PR #7769, opened 2026-06-12
feat(experimentation): Bayesian stats kernel

gagantrivedi:

## Changes

Contributes to the experimentation results scorecard (v0.2). Pure stats module — no Django, ClickHouse or schema changes; the query, model and endpoints follow in stacked PRs.

- **`VariantStats`** — per-variant sufficient statistics (`n`, `sum`, `sum_squares`) with derived mean and clamped unbiased variance; the only data the warehouse needs to return per metric × variant.
- **`compare_to_control(control, treatment)`** — relative lift with delta-method variance, Normal posterior under a flat prior: 95% credible interval and `chance_to_win = P(lift > 0)`; direction flips for "lower is better" metrics belong to the payload builder. Returns `None` when inference is undefined (an arm below two observations, or zero control mean); zero variance degenerates to certainty without dividing by zero.
- **`docs/docs/experiment-statistics.md`** — a plain-language guide to the engine for non-statisticians: a glossary of every UI term, plus exposures (available now) and the Bayesian scorecard/SRM (coming soon), clearly marked.
- **`srm_p_value(observed, expected_shares)`** — chi-squared goodness-of-fit survival, exact for integer degrees of freedom using only the stdlib (`erfc` base case + the incomplete-gamma recurrence; no scipy). `None` when not computable.

- 19 example-based tests: hand-derived proportions case (lift/CI/chance to 1e-4), identical arms, zero-variance degenerate certainty, undefined-inference inputs, chi-squared reference values for 1, 2 and 3 dof (0.0455, e⁻¹, 0.04601), heavy imbalance below the 0.001 threshold, non-computable SRM inputs, variance clamping.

◇ ◇ ◇ ◇ ◇ ◇ ◇

=== WHAT IS BEING ASKED ===
Only the lines from the beginning of the entries through the line bearing "soon), clearly marked." should be returned, each exactly as written.

=== REPLY TO THE EXERCISE ===
PR #7769, opened 2026-06-12
feat(experimentation): Bayesian stats kernel

gagantrivedi:

## Changes

Contributes to the experimentation results scorecard (v0.2). Pure stats module — no Django, ClickHouse or schema changes; the query, model and endpoints follow in stacked PRs.

- **`VariantStats`** — per-variant sufficient statistics (`n`, `sum`, `sum_squares`) with derived mean and clamped unbiased variance; the only data the warehouse needs to return per metric × variant.
- **`compare_to_control(control, treatment)`** — relative lift with delta-method variance, Normal posterior under a flat prior: 95% credible interval and `chance_to_win = P(lift > 0)`; direction flips for "lower is better" metrics belong to the payload builder. Returns `None` when inference is undefined (an arm below two observations, or zero control mean); zero variance degenerates to certainty without dividing by zero.
- **`docs/docs/experiment-statistics.md`** — a plain-language guide to the engine for non-statisticians: a glossary of every UI term, plus exposures (available now) and the Bayesian scorecard/SRM (coming soon), clearly marked.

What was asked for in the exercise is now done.